Collected data entries
# # # # #
PR #3694, opened 2021-04-15
numpy style docstring for get_area

tdent:


tdent:
This is 'optional' but indicates a general upgrade of docstrings we might want to make depending on how review progresses.

veronica-villa (approved):

PR #3700, opened 2021-04-21
Add option for segment server when making sky maps

bpiotrzkowski:
This came as a request from admins at the Livingston cluster and @titodalcanton to reduce the queries on the standard segments server (https://segments.ligo.org), and instead to use the backup server (https://segments-backup.ligo.org) which has a higher bandwith. This change allows us to choose this server natively.


spxiwh (approved):
This looks good. Thanks!

PR #3701, opened 2021-04-21
Replace all references of numpy.int with int

duncanmmacleod:
This PR replaces all instances of `numpy.int` with the builtin `int`.

This resolves a deprecation warning from numpy 1.20, see
<https://numpy.org/devdocs/release/1.20.0-notes.html#using-the-aliases-of-builtin-types-like-np-int-is-deprecated>.

### DIFF
--- a/bin/all_sky_search/pycbc_coinc_hdfinjfind
+++ b/bin/all_sky_search/pycbc_coinc_hdfinjfind
@@ -202,7 +202,7 @@ for trigger_file, injection_file in zip(args.trigger_files,
     found_after_vetoes = numpy.array([i for i in found_within_time
                                       if i not in vetoed_all])
     missed_after_vetoes = numpy.array([i for i in missed_within_time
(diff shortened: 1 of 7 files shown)


lpsinger:
Some of these should probably be `np.intp`, not `int` or `np.int`.

duncanmmacleod:
> Some of these should probably be `np.intp`, not `int` or `np.int`.

This PR is designed to have no impact other than fixing the `DeprecationWarning`s, functional changes like your suggestion should be probably posted in an issue to not be forgotten, and then addressed in a future PR.

spxiwh (approved):
Leo is probably right that many of these should be 64-bit np ints. However, I think in all cases if integers got large enough that that mattered, the code would break anyway.

Approving and merging for now as fixing the Deprecation warning without changing functionality is good. Thanks Duncan!

lpsinger:
Well, the issue is that you should use `np.intp` for anything that you might use to index other Numpy arrays.

PR #3704, opened 2021-04-27
handle 170608 in a nicer way

ahnitz:
This pulls in a hack I used for O2, but mainlines it in a nicer way. The idea is to allow for the analysis of the 170608 time in a more uniform way as the other runs. The key factor is that the Hanford data was released as a separate run name by GWOSC so we need to be able to retrieve this name.


spxiwh (approved):
Looks good to me.

Issue #3698, opened 2021-04-15
Interactive plot features from mpld3 not working


dethodav:
The interactive features of plots in pycbc result pages haven’t been working. Impacted plotting scrips include: 

*  `pycbc_page_segplot`
* `pycbc_plot_gating`
 
The issue looks to be that the relevant pycbc code is no longer compatible with the most recent version of mpld3. 

The specific function that appears to be the issue is below:

https://github.com/gwastro/pycbc/blob/ba74cf52d14aa13acc33226f458d533c0fcbbacd/pycbc/results/mpld3_utils.py#L37-L110

This issue could be addressed in the short term by encoring `mpld3==0.3` in the requirements or using a different, similar plugin that is compatible with recent versions of `mpld3`. For example, the following line could be removed from `pycbc_page_segplot` and replaced with `mpld3.plugins.connect(fig, mpld3.pluginsZoom())`:

https://github.com/gwastro/pycbc/blob/ba74cf52d14aa13acc33226f458d533c0fcbbacd/bin/plotting/pycbc_page_segplot#L200

To restore full functionality with recent version sof `mpld3`, this custom script will likely need to be rewritten.

GarethCabournDavies:
Solved by #3705, just not closed the issue

PR #3705, opened 2021-05-03
Restore interactive plotting

dethodav:
This PR resolves the issue noted in #3698 by removing use of a custom `mpld3` plugin that is no longer functional with the most recent version of `mpld3`. An example output plot is [uploaded here](https://github.com/gwastro/pycbc/files/6417353/H1L1-PAGE_SEGPLOT_SUMMARY-EXAMPLE.zip)

Note that not all of the original functionality is restored with this PR. This plot original supported an interactive feature where the user could hover over a specific segment to display information (such as the start and end times) for that segment and used a custom plugin to only zoom and move on the x-axis.


ahnitz (approved):

ahnitz:
Thanks @dethodav !

PR #3710, opened 2021-05-19
More informative error messages in `array.py`

titodalcanton:
Makes debugging a bit easier and removes some code duplication.


ahnitz (approved):
This looks like a nice removal of duplicate code. Thanks!

PR #3714, opened 2021-05-21
python3 fixes + bugfix in pycbc_add_statmap

ahnitz:
@GarethDaviesGW This fixes a few python3 issues that come up, and also an indentation bug.


GarethDaviesGW (approved):
Looks simple enough, so long as it's tested

PR #3716, opened 2021-05-21
allow more general single stat in coinc statistic

ahnitz:
The expfitfgbg statistic was somewhat hardcoded in the way it chose a single detector statistic, now any can be used in its construction.

### DIFF
--- a/pycbc/events/stat.py
+++ b/pycbc/events/stat.py
@@ -1159,7 +1159,7 @@ class PhaseTDExpFitStatistic(PhaseTDStatistic, ExpFitCombinedSNR):
         return s1
 
 
-class ExpFitSGBgRateStatistic(ExpFitStatistic):
+class ExpFitBgRateStatistic(ExpFitStatistic):
     """
     Detection statistic using an exponential falloff noise model.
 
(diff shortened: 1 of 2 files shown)


pycbc/events/stat.py
```diff
@@ -1546,7 +1543,8 @@ def coinc_lim_for_thresh(self, s, thresh, limifo,
         """
 
         # Safety against subclassing and not rethinking this
-        allowed_names = ['ExpFitSGFgBgNormStatistic']
+        allowed_names = ['ExpFitSGFgBgNormStatistic',
+                         'ExpFitSGPSDFgBgNormBBHStatistic']
```
GarethDaviesGW, line 1547: I'll have to take a bit more time to look through this, but this looks like PSD and BBH are mutually required, is that correct/desired?

ahnitz: It is not actually correct anymore, the names are somewhat misleading atm. Would you suggest renaming? I could do that.

ahnitz: i.e. you can use any single stat now there in either of the multi-det coinc classes

GarethDaviesGW: In that case removing both "SG" and "PSD" should make sense

ahnitz: OK, I can do that. I'll need to update the test config files as well. And you all should note that for your internal configs as well if  using these classes.

ahnitz: @GarethDaviesGW Ok, I've renamed everything by dropping the sg / psd parts everywhere.

GarethDaviesGW (approved):

PR #3718, opened 2021-05-21
Add LAL cosmology option to mchirp_area_improved.py

veronica-villa:
Since the cosmology model which is currently being use for LVC production results differs from the default cosmology of the `pycbc.cosmology.redshift` function, we need to introduce the option to use it for source probabilities estimation. 
```
pycbc_default_cosmology = astropy.cosmology.FlatLambdaCDM(H0=67.74, Om0=0.3075)

lal_default_cosmology = astropy.cosmology.FlatLambdaCDM(H0=67.90, Om0=0.3065)
```

### DIFF
--- a/pycbc/mchirp_area_improved.py
+++ b/pycbc/mchirp_area_improved.py
@@ -13,7 +13,7 @@ import numpy as np
 from pycbc.conversions import mass2_from_mchirp_mass1 as m2mcm1
 from scipy.integrate import quad
 from pycbc.cosmology import _redshift
-
+from astropy.cosmology import FlatLambdaCDM
 
 def insert_args(parser):
     mchirp_group = parser.add_argument_group("Arguments for estimating the "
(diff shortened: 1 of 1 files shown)


pycbc/mchirp_area_improved.py
```diff
@@ -67,8 +72,27 @@ def from_cli(args):
...
+            'mass_gap': args.src_class_mass_gap_separate,
+            'lal_cosmology': args.src_class_lal_cosmology}
+
+def redshift_estimation(distance, distance_std, lal_cosmology):
+    """Takes values of distance and its uncertainty and returns a
+       dictionary with estimates of the redshift and its uncertainty.
+       If the argument 'lal_cosmology' is True, it uses Planck15 cosmology
+       model as defined in lalsuite instead of the astropy default.
+    """
+    if lal_cosmology:
```
tdent, line 84: can you add a comment pointing to the line of code defining this in pesummary? 
I think it is this currently 
https://git.ligo.org/lscsoft/pesummary/-/blob/master/pesummary/gw/cosmology.py#L43
& you should mention the function name Planck15_lal_cosmology()

tdent (approved):

PR #4592, opened 2023-12-20
Do not set matplotlib's backend in internal modules

titodalcanton:
Discussion in #4534 highlighted another case of matplotlib's backend being set deep into a module, which can lead to problems. This PR fixes that case by making sure the backend is set at the initialization of the executable scripts which use that module.

### DIFF
--- a/bin/pycbc_make_skymap
+++ b/bin/pycbc_make_skymap
@@ -11,6 +11,12 @@ import logging
 import subprocess
 import tempfile
 import shutil
+
+# we will make plots on a likely headless machine, so make sure matplotlib's
+# backend is set appropriately
+from matplotlib import use as mpl_use_backend
+mpl_use_backend('agg')
+
 import numpy as np
 import h5py
 import pycbc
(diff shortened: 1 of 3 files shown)


GarethCabournDavies (approved):

titodalcanton:
Tagging as "low latency" because this affects the SNR optimizer, so we might want to pull this into the 2.1 release line.

tdent:
what do the 'headless machine' comments mean?

titodalcanton:
The use of `use()` (sorry for the pun) is discouraged in matplotlib's documentation, so the comments are meant to explain why we use it. Those scripts will most likely run on a computer without a graphical environment and will not use matplotlib's interactive features, so we explicitly force matplotlib to use a non-interactive backend. The reason for doing this is because we have seen problems with matplotlib's default backend in the past when a graphical environment is not present.

tdent:
Ah, I wasn't aware headless was an actual computing term 🐔
Then our head nodes are actually headless 🤯

PR #4593, opened 2023-12-20
bug in choosing the far calculation method

GarethCabournDavies:
The wrong IFO combo was being passed to the significance dictionary to decide the method used for calculating the FAR in each combination during hierarchical removal

This led to events using the exponential method of FAR calculation when they should have used the counting method, and having very extrapolated IFARs!

### DIFF
--- a/bin/all_sky_search/pycbc_add_statmap
+++ b/bin/all_sky_search/pycbc_add_statmap
@@ -345,6 +345,8 @@ else:
                 f_in.attrs['background_time_exc'],
                 **significance_dict[ifo_combo_key])
 
+del ifo_combo_key
+
 logging.info('Combining false alarm rates from all available backgrounds')
 
 # Convert dictionary of whether the ifo combination is available at trigger
--- a/bin/all_sky_search/pycbc_add_statmap
+++ b/bin/all_sky_search/pycbc_add_statmap
@@ -611,7 +611,7 @@ while True:
             sep_fg_data[key].data['stat'],
             sep_bg_data[key].data['decimation_factor'],
             bg_t_y,
-            **significance_dict[ifo_combo_key])
+            **significance_dict[key])
         fg_far = significance.apply_far_limit(
             fg_far,
             significance_dict,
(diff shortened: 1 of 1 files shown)


bin/all_sky_search/pycbc_add_statmap
```diff
@@ -611,7 +611,7 @@ while True:
             sep_fg_data[key].data['stat'],
             sep_bg_data[key].data['decimation_factor'],
             bg_t_y,
-            **significance_dict[ifo_combo_key])
+            **significance_dict[key])
```
tdent, line 614: This is definitely a bug, I wonder how it managed to work apparently reasonably well before

GarethCabournDavies: I think if the event is either not super-loud, or a single in single time, the numbers we get out will seem sensible.

This will only show up after the first round of hierarchical removal as well, so we need two very-loud things in a chunk for this to show up!

tdent:
I guess the bug would have been instantly caught if you had done `del ifo_combo_key` around line 327, as that variable name should not have been used again outside the loop. 
So I suggest doing that anyway (stable door, horse, etc) unless there is a better way to make sure the dummy loop variable doesn't continue lying around like a mat on a polished floor

tdent:
The slightly more elegant solution would be to make what happens from line 311 into a function, but that may be too much restructuring for just this bug

tdent (changes requested):
See comments, one minor change to a previous code block requested

titodalcanton:
I think the general idea is to avoid very long stretches of code that do many things and juggle many objects, breaking them down into a series of shorter functions instead.

tdent:
The bug was actually easy to spot if you know which block to look at.  The code as a whole does a lot of things so 'finding the right bit' is not necessarily easy. 
The bug was _possible_ because `__main__` contains several for-loops and a variable from one can get reused inside another. 

So we could prefer as a design choice for for-loops to occur only inside functions, etc.  Something to think about more broadly ...

GarethCabournDavies:
I think hierarchical removal _may_ be possible using a function shared across codes, but there is a lot which goes into it, so the sheer number of variables may make that not be sensible!

tdent (approved):

tdent:
Well using functions may be good for refactoring or to avoid having lots of global variables in `__main__` or both ..

tdent:
Not sure what will be up with the CI tests ..

titodalcanton:
See #pycbc-code… Certificate issue with dcc.ligo.org.

PR #4595, opened 2024-01-05
MNT: upgrade upload/download-artifact GitHub actions

neutrinoceros:
Hi, version 4 of upload-artifact and download-artifact were recently released.
Staying on old version is not viable long term because GitHub will sooner or later drop support for the old versions of node that these depend on.
Since migration to v4 is not as straightfoward as bumping the version number, I'm helping all astropy-related packages byt manually performing the necessary changes.

### DIFF
--- a/.github/workflows/basic-tests.yml
+++ b/.github/workflows/basic-tests.yml
@@ -51,7 +51,7 @@ jobs:
         tox -e py-inference
     - name: store documentation page
       if: matrix.test-type == 'docs' && matrix.python-version == '3.8'
-      uses: actions/upload-artifact@v2
+      uses: actions/upload-artifact@v4
       with:
         name: documentation-page
         path: _gh-pages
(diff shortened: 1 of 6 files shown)


.github/workflows/basic-tests.yml
```diff
@@ -51,19 +51,20 @@ jobs:
         tox -e py-inference
     - name: store documentation page
       if: matrix.test-type == 'docs' && matrix.python-version == '3.8'
-      uses: actions/upload-artifact@v2
+      uses: actions/upload-artifact@v4
       with:
-        name: documentation-page
+        name: documentation-page-${{ matrix.os }}-{{ matrix.python-version }}
```
GarethCabournDavies, line 56: This seems to be making/uploading the documentation for each OS and each python version to be deployed - is that right?

I'm not sure whether that is the model we are wanting

neutrinoceros: > This seems to be making/uploading the documentation for each OS and each python version to be deployed - is that right?

not quite, in fact it merely enables it. I mindlessly applied the most general solution (which is to make artifact names unique) while I worked on upgrading a couple dozen repos at once, but I see that it's not actually needed here since only one os is present in the matrix and this step only runs on Python 3.8
I'll revert this one line.

ahnitz (approved):

PR #4597, opened 2024-01-08
Use vetoed times followup in example

GarethCabournDavies:
#4549 allowed us to omit vetoed times from the singles minifollowup and separate them into vetoed vs not-vetoed times.

This change adds vetoed times minifollowup into the CI example


tdent (approved):
Looks OK, if tests pass

GarethCabournDavies:
Tests were failing due to the statistic files being inherited automatically from the sngls_minifollowup to page_snglinfo.

This may not be what we want moving forward, but to get the minifollowup into the CI, I have removed this option

PR #4600, opened 2024-01-09
Live: produce empty trigger fit plot for detectors with no triggers

GarethCabournDavies:
We noticed that fit plots weren't being made; this was as there were no triggers produced.

To show that nothing is broken, we should make an empty plot stating that there are no triggers


maxtrevor (approved):
I think this all looks good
# # # # #
ABOUT THIS TASK: Your answer should be the number of lines in the records that contain the word "changes", with nothing added.

RESPONSE: 3